# [Data to use]
PR #10, opened 2025-10-28
Integrate OpenTelemetry (OTel) support

mingjourney:
Integrate OpenTelemetry (OTel) support

PR #854, opened 2026-09-04
feat(tools): port the adk-python v0.1.0 retrieval tools

AmaadMartin:
Ports the `tools/retrieval` modules from **adk-python `v0.1.0`**, additively:
nothing already in adk-js is removed, downgraded or duplicated.

**18 files, +1607, −0.** `core/src/tools/vertex_rag_retrieval_tool.ts` is
untouched and not in the diff.

## What was missing, and what this adds

| v0.1.0 capability | adk-js had it? | Added |
| --- | --- | --- |
| `BaseRetrievalTool` — the shared one-argument `query` declaration | no | `core/src/tools/retrieval/base_retrieval_tool.ts` |
| `LlamaIndexRetrieval` — answers from any object with `retrieve` | no | `core/src/tools/retrieval/llama_index_retrieval.ts` |
| `FilesRetrieval` — indexes a directory | no | `core/src/tools/retrieval/files_retrieval.ts` |
| Server-side RAG on Gemini 2 | **yes**, `VertexRagRetrievalTool` | nothing |
| RAG store config | **yes, a superset of v0.1.0** | nothing |

## Deliberately not added

- **`VertexAiRagRetrieval` as a class.** `VertexRagRetrievalTool` already owns
  that job. Adding a second class under another name would be duplication.
- **v0.1.0's flat `rag_corpora` / `similarity_top_k` /
  `vector_distance_threshold` parameters.** adk-js takes the whole
  `VertexRagStore`, which also carries `ragRetrievalConfig` and `storeContext`.
  Matching v0.1.0 here would remove capability.

## Where v0.1.0 and adk-js deliberately disagree

Recorded as explicit DIVERGENCE assertions in the parity test, so the test pins
what adk-js actually does and a future change to it is caught:

- **`toolsDict` registration.** v0.1.0's test asserts
  `'rag_retrieval' not in tools_dict`. adk-js registers every in-model tool by
  name on purpose (#789) so an explicit call naming it can be routed.
- **Tool naming.** v0.1.0 takes `name`/`description` per instance; adk-js
  hardcodes `vertex_rag_retrieval`.
- **Gemini 1.x tool shape.** v0.1.0 emits a function declaration; adk-js emits
  `{retrieval: {vertexRagStore}}` for every model.

Not included: v0.1.0's client-side retrieval path, which gates on
`model.startswith('gemini-2')` and falls back to a function declaration. Adding
it means an optional constructor argument on `VertexRagRetrievalTool`; happy to
follow up if wanted.

## Interface, side by side with Python

Every public and protected member the port adds, against its `v0.1.0` original.

### `BaseRetrievalTool`

| | adk-python `v0.1.0` | this PR |
| --- | --- | --- |
| class | `class BaseRetrievalTool(BaseTool)` | `abstract class BaseRetrievalTool extends BaseTool` |
| protected | `_get_declaration() -> types.FunctionDeclaration` | `_getDeclaration(): FunctionDeclaration` |

`abstract` is explicit here because the class supplies no `runAsync`; Python
leaves that implicit. The declaration body is the same — one required `query`
string, described identically.

### `LlamaIndexRetrieval`

| | adk-python `v0.1.0` | this PR |
| --- | --- | --- |
| construction | `__init__(*, name, description, retriever: BaseRetriever)` | `constructor(params: LlamaIndexRetrievalParams)` |
| field | `self.retriever` | `readonly retriever: LlamaIndexRetriever` |
| method | `async run_async(*, args, tool_context) -> Any` | `override async runAsync({args}: RunAsyncToolRequest): Promise<unknown>` |

Keyword-only arguments become one params object, which is how adk-js tools are
already constructed. `retriever` is `readonly`. Its type is a structural
`LlamaIndexRetriever` rather than llama_index's `BaseRetriever`, so `llamaindex`
stays an optional dependency — Python gets the same effect from `TYPE_CHECKING`.

### `FilesRetrieval`

| | adk-python `v0.1.0` | this PR |
| --- | --- | --- |
| construction | `__init__(*, name, description, input_dir)`, reading the directory and building the index inline | `static async create(params: FilesRetrievalParams): Promise<FilesRetrieval>` |
| constructor | the same `__init__` | `constructor(params: FilesRetrievalConstructorParams)`, taking an already-built `retriever` |
| field | `self.input_dir` | `readonly inputDir: string` |

**The one interface change worth a close look.** `SimpleDirectoryReader.loadData`
and `VectorStoreIndex.fromDocuments` are both async in LlamaIndexTS and sync in
Python, so that work cannot run in a constructor. Moving it to a static factory
also lets a caller supply a retriever built some other way.

### New exported types, with no Python counterpart

Python refers to llama_index's types under `TYPE_CHECKING`. TypeScript needs
them declared at exported positions, so they are exported rather than inlined:

`LlamaIndexRetriever`, `LlamaIndexNode`, `LlamaIndexNodeWithScore`,
`LlamaIndexRetrievalParams`, `FilesRetrievalParams`,
`FilesRetrievalConstructorParams`.

### Behaviour differing inside a matching signature

| | adk-python `v0.1.0` | this PR |
| --- | --- | --- |
| progress output | `print(f'Loading data from {input_dir}')` | `logger.info(...)` |
| empty retrieval | `retrieve(...)[0]` raises a bare `IndexError` | throws an `Error` naming the tool |
| optional package absent | `ImportError` from a module-level import | an `Error` naming the package and the install command |

## Tests

All 3 adk-python v0.1.0 retrieval tests are ported, each keeping the Python
function name verbatim so the original is greppable.

Source: `src/google/adk/tests/unittests/tools/retrieval/test_vertex_ai_rag_retrieval.py` @ `v0.1.0`
Port: `core/test/tools/retrieval/vertex_ai_rag_retrieval_python_parity_test.ts`

| Python test @ v0.1.0 | Status |
| --- | --- |
| `test_vertex_rag_retrieval_for_gemini_1_x` | ported |
| `test_vertex_rag_retrieval_for_gemini_1_x_with_another_function_tool` | ported |
| `test_vertex_rag_retrieval_for_gemini_2_x` | ported |

v0.1.0 has 3 retrieval tests in total. The other three retrieval test files on
adk-python `main` did not exist at that tag. Plus 14 new tests for the added
modules, in separate files.

## Also included

- **Unit guides**, one per class, under `docs/guides/tools/retrieval/`, with
  `docs/guides/README.md` as the index. This creates `docs/guides/`, following
  adk-python's layout.
- **A sample** at `samples/tools/retrieval/`, with a README and the `data/`
  folder it indexes. That folder holds the same two documents adk-python's
  `contributing/samples/integrations/files_retrieval_agent` indexes, read by a
  tool of the same name, `search_documents`. Its two Python-specific statements
  are corrected rather than carried over.

Note `tests/integration/docs_samples/docs_samples_test.ts` resolves its root to
`samples/workflows`, so the new `samples/tools/` category is type-checked,
linted and licence-checked but never executed. The category README says so.

## Verification

| Check | baseline | this branch |
| --- | --- | --- |
| `ts:check` | 4 errors | same 4 errors |
| `ts:check:samples` / `lint` / `format:check` / `check_license.sh` | pass | pass |
| `docs:check` | pass | pass |
| retrieval unit tests | — | 17 / 17 |
| `docs_samples` integration | 27 / 27 | 27 / 27 |

The 4 `ts:check` errors are pre-existing `Cannot find module '@google/adk-devtools'`
in integration fixtures. Every TypeScript snippet in the guides was compiled
against the published types before being included.

**The sample, in `adk web`.** Running `web samples/tools` with nothing
configured: `/list-apps` returns `["retrieval"]`, the agent module loads, and
creating a session succeeds. The `FilesRetrieval` half reports that it is off
and names the command that turns it on, and the agent still starts with
`employee_handbook`. `adk run` on the same agent reaches its prompt the same
way. I did not drive a live model turn — this environment has no API key — so
the conversational path rests on the unit tests rather than on a manual check.


AmaadMartin:
Final look, and one CI note.

**`run-tests (windows-latest)` is red, and it is not this PR.** The same job fails on `main` right now — `daad4db4a` and `1a699f4e1`, the two most recent commits. On `main` two suites fail; on this branch one does, and it is the same one:

```
FAIL  integration  tests/integration/a2a/stream/stream_test.ts > A2A: RemoteAgent Streaming
      Error: CLI exited prematurely with code 1
```

It is a harness failure, not an assertion: the test spawns a CLI subprocess and the subprocess dies on Windows. Nothing in the diff touches A2A, streaming, or process spawning. The run's own numbers say the same thing — **4112 tests passed, 0 failed**, one suite failed to start.

Every other check is green, including `run-tests` on ubuntu and macos.

**State of the PR.** 18 files, +1607, −0.

- Three inline comments fixed, each answered in thread.
- Sample runs unconfigured, verified in `adk web` with a screenshot on #10.
- Interface side-by-side added to the description, per class.
- `data/` and the `search_documents` tool name now match adk-python's `files_retrieval_agent`.

Nothing outstanding from me. Merge when you are happy.

kalenkevich (approved):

# [Exercise]
Here the output must be the lines above from the line with "reading the directory" to the line with "one interface change", both included, duplicated word for word and nothing else.

# [Exercise answer]
| construction | `__init__(*, name, description, input_dir)`, reading the directory and building the index inline | `static async create(params: FilesRetrievalParams): Promise<FilesRetrieval>` |
| constructor | the same `__init__` | `constructor(params: FilesRetrievalConstructorParams)`, taking an already-built `retriever` |
| field | `self.input_dir` | `readonly inputDir: string` |

**The one interface change worth a close look.** `SimpleDirectoryReader.loadData`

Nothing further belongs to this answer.